October is the holiday season in India, but there is one more reason to celebrate this year: the end of the first wave of the coronavirus disease.
It’s evident in one of the charts accompanying this 176th installment of Dispatch: a return from the seven-day average of daily cases to levels last seen in early September.
The reasons for this are unclear, and the pattern of daily case numbers is still too volatile for my liking, but the downward slope of the curve is clearly there to see. Inadequate testing does not appear to have caused this – the average of seven days of testing performed every day has continued to rise, although a more detailed analysis of the gap between RT-PCR and rapid antigen testing is needed before this can be conclusive . He said.
There has also been a slight drop in the number of daily deaths and a significant drop in the seven-day average positivity rate (number of people who tested positive expressed as a percentage of the number who were tested).
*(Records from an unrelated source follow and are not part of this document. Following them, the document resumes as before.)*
PR #3795, opened 2023-01-24
OBPIH-5329 Improve deleting location with assigned zone

awalkowiak:


grails-app/services/org/pih/warehouse/data/LocationDataService.groovy
```diff
@@ -144,8 +144,7 @@ class LocationDataService {
         }
         def locationType = null
         if (params.locationType) {
-            // Find by name with like, but value more the exact match
-            locationType = LocationType.findByNameOrNameIlike(params.locationType, params.locationType + "%")
+            locationType = LocationType.findByIdOrName(params.locationType, params.locationType)
```
kchelstowski, line 147: if we want to search by name also, don't we want to keep `"%"`? I see it being removed and can't guess the reason?

kchelstowski: nvm, it became `findByIdOrName` and was `NameIlike`

kchelstowski (approved):

PR #3801, opened 2023-01-26
OBPIH-5342 Fix HelpScout not opening when changing locales

drodzewicz:


drodzewicz:
After investigating this issue it appeared to be that the fault of it was that there were two instances of  `<HelpScout /> ` being rendered at the same time.
During one of the previous releases when I was working on the collapsible mobile menu I went with the approach of rendering all of the navItems in the megamenu twice  _(one for default megamenu and another for mobile collapsible)_ and hide/show them using bootstrap breakpoint classes like `d-md-none`.
Since these navbarItems were hidden using classes that meant that they are still available in the DOM hence why there were two insatnces of the `<HelpScout />` button.
With my current solution all I do is instead of hiding these navbarItems using classes I use javascript instead which removes these elements from the DOM.

drodzewicz:
The `NavbarIcons.jsx` file looks like it has a lot of changes starting on [this line](https://github.com/openboxes/openboxes/pull/3801/files#diff-e8cae2f35da21cb9f1e6aac507f988860e66607858d7651c738dbc060439edb0R139) but actually I just wrapped these elements in braces with `isMenuCollapsed &&` to render the appropriate navitems

awalkowiak (approved):

PR #3803, opened 2023-01-27
OBPIH-5217 Add missing translations for some OrderTypes

drodzewicz:


grails-app/i18n/messages.properties
```diff
@@ -1602,6 +1602,9 @@ order.ordersInto.label=Orders into {0}
 order.ordersPlacedBy.label=Orders placed <b>by</b>
 order.ordersPlacedWith.label=Orders placed <b>with</b>
 order.orderTypeCode.label=Order Type
+order.orderType.PUTAWAY_ORDER=Putaway Order
+order.orderType.RETURN_ORDER=Return Order
+order.orderType.TRANSFER_ORDER=Transfer Order
```
kchelstowski, line 1607: we already specify some of orderTypes, including `TRANSFER_ORDER`
```
enum.OrderTypeCode.TRANSFER_ORDER=Transfer order
```
I don't mind your solution, as you probably didn't know about it, but shouldn't we follow that convention?

awalkowiak: Yes, we should use the enum here

awalkowiak: Actually, PUTAWAY_ORDER and RETURN_ORDER are not parts of the OrderTypeCode enum, so i think this could be added as a separate option

awalkowiak: @drodzewicz lets leave it as it is, but add remaining values of `orderType.code` plus rename begining of it as:
`order.orderType.code.<each of the codes>`

awalkowiak (changes requested):

PR #221, opened 2024-01-12
Fixed error in real spherical harmonics docstring equation

pujaltes:
I believe there is a small typo in the docstring for the real spherical harmonics in the `generate_real_spherical_harmonics` function. This PR simply adds the missing square root.


Ali-Tehrani:
Thank you for finding and fixing this!

Ali-Tehrani (approved):

Issue #208, opened 2024-01-03
Fix `DeprecationWarning` and `PytestRemovedIn8Warning`


FarnazH:
Running the tests generates a lot of warning messages, which should be addressed.

Ali-Tehrani:
This has been fixed in #229 and been verified [here](https://github.com/theochem/grid/actions/runs/7728511357/job/21069457581)

PR #229, opened 2024-01-30
Fix raising warnings and pytest depreciation (#208)

Ali-Tehrani:
This pull-requests fixes:
- that pytest removed the option to capture warnings via None, this gives an error when using Python 3.11, see [here](https://github.com/scikit-learn/scikit-learn/issues/22572) and the our pull-request that failed recently #228.  This is heavily used in `test_periodic`, 
- Further `Nose` is used in periodic and is removed by me due to reasons specified by [pytest](https://docs.pytest.org/en/stable/deprecations.html#support-for-tests-written-for-nose).
- Handles all warnings given in all of the tests. This handles issue #208. 
    - For the UserWarnings, I used `pytest.warn(match=)` to make sure the warnings were raised. 
    - In cases, where the warnings were coming from other modules I ignored them use the decorator `@pytest.mark.filterwarnings("ignore:api v1")` to ignore it on the specific test or if I couldn't find out which test were raising a warning I used `pytestmark = pytest.mark.filterwarnings("ignore:...")` to ignore the entire module. This are all specified in the [pytest docs](https://docs.pytest.org/en/7.1.x/how-to/capture-warnings.html).
    - Ignore division by zero and nan in our ode or Poisson solver.
- Added vectorization of interpolation derivatives in cubic with a simple fix. This removes the cubic grid warning.
- Fixed the overflow in spherical harmonics by moving the square-root and adding numpy longdouble precision (just in case) and added a test for orthonormality in high dimensions.

### DIFF
--- a/src/grid/cubic.py
+++ b/src/grid/cubic.py
@@ -102,7 +102,7 @@ class _HyperRectangleGrid(Grid):
         return x, y
 
     def interpolate(self, points, values, use_log=False, nu_x=0, nu_y=0, nu_z=0, method="cubic"):
-        r"""Interpolate function value at a given point(s).
+        r"""Interpolate function and its derivatives on cubic grid.
 
         Only implemented in three-dimensions.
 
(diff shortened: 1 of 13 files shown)


FarnazH (approved):
Thanks @Ali-Tehrani for all your fixes and improvements.

PR #230, opened 2024-01-30
Fix colab badges

marco-2023:
@Ali-Tehrani HTML-style hyperlinks are not supported by nbsphinx so the google-colab badges don't work when rendered in the readthedocs pages. This PR provides a Fix for that. The solution is taken from https://github.com/QData/TextAttack/issues/244#issuecomment-674476435

One question:
Should we make an "Installation" notebook (separated from the paper notebook) so that we have a "complete" tutorial?

### DIFF
--- a/examples/Angular_grid.ipynb
+++ b/examples/Angular_grid.ipynb
@@ -4,9 +4,7 @@
       "cell_type": "markdown",
       "metadata": {},
       "source": [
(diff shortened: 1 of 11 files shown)


Ali-Tehrani:
Thanks Marco, looks good to me

Ali-Tehrani (approved):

This is the first time that the number of Covid-19 cases, both daily and on a seven-day average, has steadily decreased for at least fifteen days, perhaps more. Other countries have seen clear first waves (the United States has also seen a second and is now in the third), but not India so far. In late August and September, as cases rose, some experts erroneously referred to it as the second wave in the country, but as can be seen from the graph mentioned in the first instance, it was simply a continuation of the same curve upward. That has changed: Since the third week of September, the seven-day average of daily cases has been trending downward. And this, even after taking into account the factor of Monday (the number of cases usually suffers a drop due to the few tests carried out during the weekend). On October 5 there were 59,980; on September 28, 69,685; on September 21, 74,693; on September 14, 81,801; on September 7 it was 77,816; on August 31, 67,484; and on August 24, 59,051. The pattern is clear.
And so, to repeat what I said at the beginning of this column, it is time to celebrate, cautiously, in a socially detached way, and with the full awareness that the curve could go back to the north and things to the south. After all, both in the United States and in European countries like France and Spain, the second wave was stronger than the first in terms of the number of daily cases, although the deaths were far fewer.
For much of the first wave, Delhi, Maharashtra, and Tamil Nadu accounted for a significant proportion of infections in the country, although that has changed in recent months.
Among these, the trajectory of the pandemic in Delhi shows that the Capital has seen two waves and that in Maharashtra it shows that the western state, the most affected by the coronavirus disease in the country, may be seeing the end of its first wave. Maharashtra’s positivity rate is still a bit too high (a seven-day average of 18.7% on Monday) to say this for sure, but even that number is at least eight percentage points off its recent peaks, indicating some kind of change.
However, Tamil Nadu presents an interesting study. The number of cases in the state has been on a long (and high) plateau since early August, it is unclear why, although its positivity rate appears to be well controlled. The tests in Delhi and Maharashtra appear to have decreased somewhat, while Tamil Nadu remains an outlier (positive).